Selon M. Hooghiemstra, le lien au pilier II ne fait que compliquer les choses. « Commencez par le pilier facultatif, gagnez de l’expérience, puis améliorez la proposition. Aujourd’hui, cela devient trop complexe. »
Alerte
Les organisations de la société civile ont également exprimé des réserves. Julia Symon, de Finance Watch, souligne que les réformes ne doivent pas se faire au détriment du pilier I, qui constitue le fondement du système européen de pensions. Elle craint que la volonté politique d’envoyer l’épargne sur le marché des capitaux ne néglige l’accessibilité financière et la responsabilité à long terme.

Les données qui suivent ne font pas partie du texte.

PR #54, opened 2023-09-22
feat: Add more index methods

TrevorBergeron:

### DIFF
--- a/bigframes/core/indexes/index.py
+++ b/bigframes/core/indexes/index.py
@@ -24,8 +24,10 @@ import pandas
 
 import bigframes.constants as constants
 import bigframes.core as core
+import bigframes.core.block_transforms as block_ops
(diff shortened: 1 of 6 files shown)


bigframes/core/indexes/index.py
```diff
@@ -149,6 +151,27 @@ def has_duplicates(self) -> bool:
     def _block(self) -> blocks.Block:
         return self._data._get_block()
 
+    @property
+    def T(self) -> Index:
+        return self.transpose()
+
+    def transpose(self) -> Index:
```
shobsi, line 158: Transpose is same as the input?

TrevorBergeron: Yeah, Transpose is just a no-op for Series and Index. Added for completness' sake, but not something that is terribly useful.

shobsi (approved):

Better Finance salue le label d’EuroPension, mais juge le produit trop complexe. Selon le groupe d’intérêt, seule une simplification drastique peut conduire à un système abordable et largement accessible. Sans allègements fiscaux, les États membres et les prestataires ne montreront que peu d’empressement.
Obstacle fiscal
Sebastiaan Hooghiemstra y voit une véritable faiblesse. En 2017, les pays de l’UE ont accepté d’appliquer leurs avantages fiscaux nationaux au PEPP. Les Pays-Bas n’ont pas participé et, sous la pression du puissant lobby des pensions, ont gardé la porte fermée. Les épargnants néerlandais n’ont donc pas pu bénéficier d’un produit transfrontalier.
L’un des points problématiques de la conception initiale était que les prestataires devaient ouvrir des sous-comptes dans chaque pays. Cette disposition, censée garantir la portabilité, est en fait devenue un obstacle. L’AEAPP propose maintenant que tout Européen puisse souscrire une EuroPension, sans structure complexe, partout dans l’UE. Avec un tel passeport européen, le produit de pension ressemblerait davantage à un UCITS ou à un ELTIF, qui sont négociables dans toute l’UE avec une licence unique.
Au Luxembourg, qui s’est spécialisé dans les fonds transfrontaliers depuis des décennies, les experts voient des opportunités. Des recherches antérieures menées par l’Institut Liser ont mis en évidence une demande latente pour une pension réellement transférable : les salariés de la Großregion (Luxembourg, France, Allemagne et Belgique) semblent prêts à sacrifier une partie de leur rendement pour conserver leur contrat de pension lorsqu’ils déménagent ou changent d’employeur.